The fiscal estimate provided by the California Legislative Analyst's Office said:

  • Annual state administrative and program costs of approximately $90 million, decreasing in future years; partially offset by $10 million increased annual fee revenue.
  • Local governments would incur $8 million one-time cost; $5 million to $10 million annually, decreasing in future years.
  • State General Fund to incur one-time $750,000 appropriation in 1992-93 for Office of Environmental Advocate, future office administrative costs unknown; $40 million for environmental research grants.
  • If all bonds authorized for ancient redwood acquisition, forestry projects were sold at 7.5 percent interest and paid over the typical 20-year period, General Fund would incur approximately $535 million in costs to pay off principal ($300 million) and interest ($235 million).
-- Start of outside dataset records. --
PR #406, opened 2020-08-15
Password less dbms

mwlang:
Documents how to use password-less database connections for Avham

### DIFF
--- a/src/actions/guides/database/database_setup.cr
+++ b/src/actions/guides/database/database_setup.cr
@@ -27,6 +27,9 @@ class Guides::Database::DatabaseSetup < GuideAction
     * port
 
     > You can also set a `DATABASE_URL` environment variable. (e.g. `postgres://root@localhost:5432/my_database`)
+    [components](#{Guides::Frontend::RenderingHtml.path}).
+
+    > If you wish to use password-less connections for local development, please see [Installing Postgres](#{Guides::GettingStarted::Installing.path(anchor: Guides::GettingStarted::Installing::ANCHOR_POSTGRESQL)})
 
     ### Connection Pool
 
--- a/src/actions/guides/database/database_setup.cr
+++ b/src/actions/guides/database/database_setup.cr
@@ -27,7 +27,6 @@ class Guides::Database::DatabaseSetup < GuideAction
     * port
 
     > You can also set a `DATABASE_URL` environment variable. (e.g. `postgres://root@localhost:5432/my_database`)
-    [components](#{Guides::Frontend::RenderingHtml.path}).
 
     > If you wish to use password-less connections for local development, please see [Installing Postgres](#{Guides::GettingStarted::Installing.path(anchor: Guides::GettingStarted::Installing::ANCHOR_POSTGRESQL)})
 
--- a/src/actions/guides/getting-started/installing.cr
+++ b/src/actions/guides/getting-started/installing.cr
@@ -225,6 +225,25 @@ class Guides::GettingStarted::Installing < GuideAction
 
     There are other installation methods available in [Postgres CLI tools docs](https://postgresapp.com/documentation/cli-tools.html)
 
+    ### 1b. Password-less logins for local development
+
+    If you wish to use PostgreSQL w/o a password, you'll need to ensure your user is added to the `pg_hba.conf` file.  We recommend
+    adding this entry right after the `postgres` user entry:
+
+    ```plain
+    local   all             postgres                                peer
+
+    # TYPE  DATABASE        USER            ADDRESS                 METHOD
+    host    all             your_username   127.0.0.1/32            trust  # Add this line
+    ```
+
+    > `your_username` is the local user you're logging into the DBMS with.  Change as appropriate.
+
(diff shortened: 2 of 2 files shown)


src/actions/guides/database/database_setup.cr
```diff
@@ -27,6 +27,9 @@ class Guides::Database::DatabaseSetup < GuideAction
     * port
 
     > You can also set a `DATABASE_URL` environment variable. (e.g. `postgres://root@localhost:5432/my_database`)
+    [components](#{Guides::Frontend::RenderingHtml.path}).
```
jwoertink: Is this misplaced?

src/actions/guides/getting-started/installing.cr
```diff
@@ -225,6 +226,25 @@ class Guides::GettingStarted::Installing < GuideAction
 
     There are other installation methods available in [Postgres CLI tools docs](https://postgresapp.com/documentation/cli-tools.html)
 
+    ### 1b. Password-less logins for local development
```
jwoertink: I've never had to do this on Mac, and I always use password-less DBs.... Should this specify Linux?

jwoertink (commented):
This is good info, but I'm worried about it being a lot of non-lucky related info. I'm afraid newcomers (jr devs and such) may see all this extra setup stuff and end up in a worse position, or get turned off to using Lucky from trying to set something up. 

What OS are you running where you had to set this up?

paulcsmith (commented):
I'm thinking maybe this could go in a "Troubleshooting" section at the bottom, and then we could add a note with a link to it in the Postgres section. "Having trouble setting up passwordless Postgres? Check out [link to troubleshooting anchor]

Thoughts?

BTW, this is super helpfuL! Thank you!

src/actions/guides/database/database_setup.cr
mwlang: ugh! bad editor!  I'm trying out VS Code and it's a little weird how it does keyboard-driven selecting.

src/actions/guides/getting-started/installing.cr
mwlang: Yes, we probably should call out Linux and I will make that change -- I wasn't 100% sure if it applied to new macOS setups or not.

mwlang (commented):
As long as the user gets some sort of indication in the right places in their set up experience, I'm happy.

src/actions/guides/database/database_setup.cr
mwlang: this is removed now.

src/actions/guides/getting-started/installing.cr
mwlang: Singling out Linux now.  I double-checked Homebrew formula for PostgreSQL and it is setting up the `pg_hba.conf` file to be a lot more lenient, `trust`ing all logged in users to connect to the server.  Homebrew's choice for defaults doesn't make a lot of sense for Linux since macOS is desktop 99% of the time while Linux is more likely to be a server for PostgreSQL deploys.  Hence the difference in user experience.

mwlang: One thing I would add.  I am a long-time macOS user as well as Linux on servers.  Linux as a desktop/development experience is fairly new for me and I would never deploy PostgreSQL without strong passwords on all the users.  That's what completely threw me here because I was used to macOS' defaults as well as simply operating in server-space the way a security conscious devop should.   Because of all the changes with the Crystal language, I suspected the issue resided in implementation rather than system configuration for many hours, before looking into postgresql itself.  That's the pain I'm hoping to solve for the next Linux-based developer with this PR.

src/actions/guides/getting-started/installing.cr
```diff
@@ -1,5 +1,6 @@
 class Guides::GettingStarted::Installing < GuideAction
   ANCHOR_INSTALL_REQUIRED_DEPENDENCIES = "perma-install-required-dependencies"
+  ANCHOR_POSTGRESQL                    = "perma-install-postgres"
```
paulcsmith, line 3: For this to work you'll also need to use `#{permalink(ANCHOR_POSTGRESQL)` above the heading on 211. See example on line 11

src/actions/guides/getting-started/installing.cr
```diff
@@ -225,6 +226,26 @@ class Guides::GettingStarted::Installing < GuideAction
 
     There are other installation methods available in [Postgres CLI tools docs](https://postgresapp.com/documentation/cli-tools.html)
 
+    ### 1b. (Linux only) Password-less logins for local development
+
+    Homebrew installed PostgreSQL on macOS are configured by default to allow password-less logins.  But for Linux, if you wish to
+    use PostgreSQL w/o a password, you'll need to ensure your user is added to the `pg_hba.conf` file with `trust` method specified.
```
paulcsmith: The `w/o` may not be familiar to non-native English speakers so probably better to go with `without` just in case 

```suggestion
    use PostgreSQL without a password, you'll need to ensure your user is added to the `pg_hba.conf` file with `trust` method specified.
```

paulcsmith (commented):
2 tiny things then LGTM!

paulcsmith:
Looks great! Thank you :D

  • Estimated average annual costs of bond principal and interest would be $22 million.
  • Per-barrel fee on oil would increase revenues by $500 million by 1996-97, used to pay oil spill prevention/clean-up costs. Indefinite deferral of potentially $2 billion in future state oil and gas revenues resulting from limits on oil and gas leases in marine waters.
  • Indirect fiscal impact could increase or decrease state and local government program costs and revenues from general and special taxes in an unknown amount. The overall impact is unknown.